> **EXERCISE AIM**: Provide the number of lines in the material containing the word "that", with nothing added.

%%

PR #17443, opened 2023-06-06
node pools: implement support in scheduler

tgross:
When a scheduler is invoked, we get a set of the ready nodes in the DCs that are allowed for that job. Extend the filter to include the node pool, ensure that changes to a job's node pool are picked up as destructive allocation updates, and add `NodesInPool` as a metric to all reporting done by the scheduler.


command/monitor.go
```diff
@@ -324,8 +324,11 @@ func formatAllocMetrics(metrics *api.AllocationMetric, scores bool, prefix strin
 		out += fmt.Sprintf("%s* No nodes were eligible for evaluation\n", prefix)
 	}
 
-	// Print a helpful message if the user has asked for a DC that has no
+	// Print a helpful message if the user has asked for a DC or pool that has no
 	// available nodes.
+	if metrics.NodesInPool == 0 {
+		out += fmt.Sprintf("%s* No nodes are available in pool\n", prefix)
```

%%

> **SOLUTION TO THE PROBLEM**: 3